*EXERCISE PROMPT*
Work through the records that follow and return each line containing the word "attack".

········

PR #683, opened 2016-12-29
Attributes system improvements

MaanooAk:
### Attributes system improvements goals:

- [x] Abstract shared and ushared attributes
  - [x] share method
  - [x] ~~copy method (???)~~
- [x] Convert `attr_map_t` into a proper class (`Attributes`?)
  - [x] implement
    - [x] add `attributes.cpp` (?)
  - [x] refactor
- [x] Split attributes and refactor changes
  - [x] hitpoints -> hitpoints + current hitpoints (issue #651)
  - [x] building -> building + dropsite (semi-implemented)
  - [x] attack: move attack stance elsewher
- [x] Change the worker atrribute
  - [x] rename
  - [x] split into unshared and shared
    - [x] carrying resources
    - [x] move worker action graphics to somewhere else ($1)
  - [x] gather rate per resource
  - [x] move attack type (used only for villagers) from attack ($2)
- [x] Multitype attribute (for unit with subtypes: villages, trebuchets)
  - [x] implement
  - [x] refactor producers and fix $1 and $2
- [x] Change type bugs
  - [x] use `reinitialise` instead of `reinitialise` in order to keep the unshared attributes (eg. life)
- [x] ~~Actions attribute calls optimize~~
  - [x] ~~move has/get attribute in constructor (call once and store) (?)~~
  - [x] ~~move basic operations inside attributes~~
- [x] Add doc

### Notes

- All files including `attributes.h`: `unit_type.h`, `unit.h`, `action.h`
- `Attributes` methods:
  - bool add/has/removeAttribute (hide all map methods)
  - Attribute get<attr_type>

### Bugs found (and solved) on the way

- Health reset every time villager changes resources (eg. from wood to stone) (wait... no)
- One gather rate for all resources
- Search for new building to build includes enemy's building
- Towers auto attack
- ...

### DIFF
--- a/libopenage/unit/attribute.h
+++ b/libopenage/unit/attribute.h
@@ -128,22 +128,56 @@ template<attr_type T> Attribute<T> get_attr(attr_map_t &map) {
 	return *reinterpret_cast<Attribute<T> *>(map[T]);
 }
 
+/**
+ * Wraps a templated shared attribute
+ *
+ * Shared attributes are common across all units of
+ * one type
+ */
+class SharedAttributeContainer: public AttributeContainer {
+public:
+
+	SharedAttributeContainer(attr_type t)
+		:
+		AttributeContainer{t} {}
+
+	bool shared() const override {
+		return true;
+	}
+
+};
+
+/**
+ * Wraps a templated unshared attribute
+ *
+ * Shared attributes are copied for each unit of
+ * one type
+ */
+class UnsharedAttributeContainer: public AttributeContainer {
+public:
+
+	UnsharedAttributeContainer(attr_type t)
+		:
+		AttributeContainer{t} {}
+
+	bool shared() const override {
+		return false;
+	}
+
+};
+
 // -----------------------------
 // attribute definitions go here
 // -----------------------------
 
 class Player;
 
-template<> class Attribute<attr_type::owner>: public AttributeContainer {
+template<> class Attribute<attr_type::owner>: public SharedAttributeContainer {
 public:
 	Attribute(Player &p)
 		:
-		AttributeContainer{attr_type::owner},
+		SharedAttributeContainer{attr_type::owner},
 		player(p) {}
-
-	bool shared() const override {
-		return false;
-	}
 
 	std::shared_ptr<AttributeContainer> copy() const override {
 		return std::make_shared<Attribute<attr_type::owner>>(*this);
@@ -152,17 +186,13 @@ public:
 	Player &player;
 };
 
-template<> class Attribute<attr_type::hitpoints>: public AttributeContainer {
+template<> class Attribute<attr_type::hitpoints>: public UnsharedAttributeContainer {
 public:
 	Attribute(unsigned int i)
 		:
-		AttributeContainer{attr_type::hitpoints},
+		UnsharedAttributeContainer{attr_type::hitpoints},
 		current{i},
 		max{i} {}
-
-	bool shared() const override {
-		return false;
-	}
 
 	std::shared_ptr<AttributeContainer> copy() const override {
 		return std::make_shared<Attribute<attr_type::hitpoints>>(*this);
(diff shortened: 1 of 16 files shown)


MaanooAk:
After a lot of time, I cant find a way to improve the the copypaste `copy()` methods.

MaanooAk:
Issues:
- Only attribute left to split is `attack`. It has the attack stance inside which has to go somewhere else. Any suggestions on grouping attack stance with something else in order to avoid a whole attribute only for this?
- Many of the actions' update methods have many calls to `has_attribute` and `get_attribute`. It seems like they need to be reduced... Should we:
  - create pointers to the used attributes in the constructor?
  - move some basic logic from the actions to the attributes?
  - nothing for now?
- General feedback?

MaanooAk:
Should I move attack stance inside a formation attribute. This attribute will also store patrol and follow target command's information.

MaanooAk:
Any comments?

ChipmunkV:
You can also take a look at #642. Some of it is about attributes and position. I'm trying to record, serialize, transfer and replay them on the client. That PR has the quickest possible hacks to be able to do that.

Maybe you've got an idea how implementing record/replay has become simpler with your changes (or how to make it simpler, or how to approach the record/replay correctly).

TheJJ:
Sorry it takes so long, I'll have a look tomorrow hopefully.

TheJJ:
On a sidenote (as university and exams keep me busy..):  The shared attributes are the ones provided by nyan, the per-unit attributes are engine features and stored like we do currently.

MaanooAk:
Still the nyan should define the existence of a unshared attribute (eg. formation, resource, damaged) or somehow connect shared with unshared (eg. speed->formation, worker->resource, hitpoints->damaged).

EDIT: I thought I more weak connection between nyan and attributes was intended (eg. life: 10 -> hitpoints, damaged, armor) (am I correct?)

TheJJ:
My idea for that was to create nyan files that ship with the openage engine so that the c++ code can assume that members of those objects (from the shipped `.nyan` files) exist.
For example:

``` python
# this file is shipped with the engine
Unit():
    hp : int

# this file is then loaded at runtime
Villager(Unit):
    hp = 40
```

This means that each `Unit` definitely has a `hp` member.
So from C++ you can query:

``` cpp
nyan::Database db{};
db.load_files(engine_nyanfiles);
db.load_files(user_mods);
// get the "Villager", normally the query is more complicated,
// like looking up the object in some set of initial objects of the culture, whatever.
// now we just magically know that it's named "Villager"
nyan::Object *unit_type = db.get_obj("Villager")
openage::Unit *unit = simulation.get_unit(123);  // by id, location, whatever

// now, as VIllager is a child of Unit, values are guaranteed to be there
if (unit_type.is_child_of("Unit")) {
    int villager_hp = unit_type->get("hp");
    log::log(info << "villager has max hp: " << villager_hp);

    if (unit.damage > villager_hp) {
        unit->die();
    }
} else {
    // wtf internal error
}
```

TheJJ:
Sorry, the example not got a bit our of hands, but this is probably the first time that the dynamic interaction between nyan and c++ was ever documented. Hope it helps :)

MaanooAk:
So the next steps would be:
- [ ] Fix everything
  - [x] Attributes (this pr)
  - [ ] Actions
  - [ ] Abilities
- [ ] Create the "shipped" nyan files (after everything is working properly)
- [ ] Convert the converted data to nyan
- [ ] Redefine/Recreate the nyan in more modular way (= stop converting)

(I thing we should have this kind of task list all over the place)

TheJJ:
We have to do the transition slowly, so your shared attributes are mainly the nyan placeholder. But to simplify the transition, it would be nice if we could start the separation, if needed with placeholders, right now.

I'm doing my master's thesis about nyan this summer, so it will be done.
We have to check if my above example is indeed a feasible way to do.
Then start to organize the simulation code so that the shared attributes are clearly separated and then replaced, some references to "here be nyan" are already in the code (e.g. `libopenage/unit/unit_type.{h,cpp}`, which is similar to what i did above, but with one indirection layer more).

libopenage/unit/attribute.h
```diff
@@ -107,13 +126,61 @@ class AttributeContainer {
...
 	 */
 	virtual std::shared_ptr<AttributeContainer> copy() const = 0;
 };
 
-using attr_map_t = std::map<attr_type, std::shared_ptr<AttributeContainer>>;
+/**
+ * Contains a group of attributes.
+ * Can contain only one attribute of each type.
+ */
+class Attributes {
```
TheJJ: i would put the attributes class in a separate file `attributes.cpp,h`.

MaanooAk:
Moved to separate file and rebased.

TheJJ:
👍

········

*RESPONSE*
  - [x] attack: move attack stance elsewher
  - [x] move attack type (used only for villagers) from attack ($2)
- Towers auto attack
- Only attribute left to split is `attack`. It has the attack stance inside which has to go somewhere else. Any suggestions on grouping attack stance with something else in order to avoid a whole attribute only for this?
Should I move attack stance inside a formation attribute. This attribute will also store patrol and follow target command's information.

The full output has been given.